PR #283, opened 2025-02-19
Merge workshop parts in a single one

### LINKED ISSUE #259: Merge workshop events into one per workshop
Sessionize contains the workshops in several pieces for each workshop
```
Some Workshop, Part 1 (9:00-10:30)
Some Workshop, Part 2 (11:00-12:30)
Some Workshop, Part 3 (13:30-15:00)
Some Workshop, Part 4 (15:30-17:00)
```

We'd like to receive this in the app as a single large session to make things easier to display:
```
Some Workshop (9:00-17:00)
```

e5l:
Fix #259


backend/src/main/kotlin/org/jetbrains/kotlinconf/backend/Sessionize.kt
```diff
@@ -86,4 +89,35 @@ fun SessionizeData.toConference(): Conference {
...
+            startTime,
+            endTime,
+            first.tags
+        )
+    }
+
+    return nonWorkshop + workshops
+}
+
+internal fun String.dropAfter(chunk: String): String {
```
zsmb13, line 120: I think this is https://kotlinlang.org/api/core/kotlin-stdlib/kotlin.text/substring-before.html

backend/src/main/kotlin/org/jetbrains/kotlinconf/backend/Sessionize.kt
```diff
@@ -8,14 +8,15 @@ import io.ktor.server.application.log
...
+import kotlinx.coroutines.flow.first
 import kotlinx.coroutines.launch
 import org.jetbrains.kotlinconf.Conference
 import org.jetbrains.kotlinconf.Session
 import org.jetbrains.kotlinconf.Speaker
 import java.util.concurrent.TimeUnit
 
-@Volatile
-private var conference: Conference? = null
+private val conference = MutableSharedFlow<Conference>()
```
zsmb13, line 19: Shouldn't this be a `MutableStateFlow` so it always holds the latest value that was stored in it? With that we could make `getSessionizeData` non-suspending again, and just return `conference.value`.

zsmb13 (changes requested):
Small notes

backend/src/main/kotlin/org/jetbrains/kotlinconf/backend/Sessionize.kt
e5l: Thank you, will fix

backend/src/main/kotlin/org/jetbrains/kotlinconf/backend/Sessionize.kt
e5l: To get the initial state we need to suspend, so I'm not sure if it is possible to replace it

zsmb13: Makes sense! I didn't look at the usage in detail before, but now I see that the API call to grab the data needs to wait for this. In this case, we should probably have a `replay = 1` set on this, to make sure that once a value is set, it's kept around?

e5l: done, added test

zsmb13 (approved):

PR #289, opened 2025-02-27
Change icon for the 2025 edition

kropp:


zsmb13:
The new Android icon looks just a tiny bit too large to me:
image

Compare with the size of the monochrome icon, which I think is perfect:
image

gradle/libs.versions.toml
```diff
@@ -2,7 +2,7 @@
 aboutlibraries = "11.4.0"
 agp = "8.7.3"
 android-compileSdk = "35"
-android-minSdk = "24"
+android-minSdk = "26"
```
zsmb13, line 5: Bumped to support `adaptive-icon`.

e5l: lgtm

e5l:
The icon looks weird on the white background. Let's ask the designer if we can do it better

e5l (approved):

PR #291, opened 2025-02-28
Navigate to session page when notification is clicked

zsmb13:
Android:

https://github.com/user-attachments/assets/9f0d09a0-2c98-4db8-abd0-ffbea529d6d3

iOS:

https://github.com/user-attachments/assets/0ba65e76-1789-4a74-a133-f81f59b31982


shared/src/commonMain/kotlin/org/jetbrains/kotlinconf/navigation/KotlinConfNavHost.kt
```diff
@@ -43,10 +45,24 @@ import org.jetbrains.kotlinconf.screens.TermsOfUse
 import org.jetbrains.kotlinconf.utils.getStoreUrl
 import kotlin.reflect.typeOf
 
+fun navigateToSession(notificationId: String) {
+    val sessionId = SessionId(notificationId.substringBefore("-"))
+    sessionIds.trySend(sessionId)
+}
```
zsmb13, line 51: We can make this more sophisticated later, especially if we need to link to other types of pages, like news

e5l (approved):
lgtm

kropp (approved):

PR #297, opened 2025-03-04
Update sessionize url to 2025

e5l:
While the server is not deployed, the local server should be run.
You can do this by calling:
```
./gradlew :backend:run
```
before starting the android application


kropp (approved):

zsmb13 (approved):

zsmb13:
Note that for desktop testing the local URL needs to be `0.0.0.0:8080`. Given that we'll remove that part anyway though, it's fine to use the Android address - that's the more difficult one to figure out anyway.

e5l:
I'll figure out the staging before merging

PR #299, opened 2025-03-05
Screen backgrounds

kropp:
Explicitly set screen backgrounds, otherwise they remain transparent and other screens are shining through during navigation transitions and other screens are shining through during navigation transitions.


zsmb13 (approved):
Ready to go after we merge the version bumps that this depends on

e5l (approved):

zsmb13:
I think it's good to go.

There's a slightly ugly workaround with calling `NavHost` twice depending on a condition, and I'm not 100% sure of the animation used yet for Android, but I think they're decent. If you can check the Android animations and it looks fine on your end, we can merge it.

kropp:
LGTM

• _AIM OF THE TASK_
In the lines above, find the word "private" and copy every line it occurs in.

• _REPLY_
-private var conference: Conference? = null
+private val conference = MutableSharedFlow<Conference>()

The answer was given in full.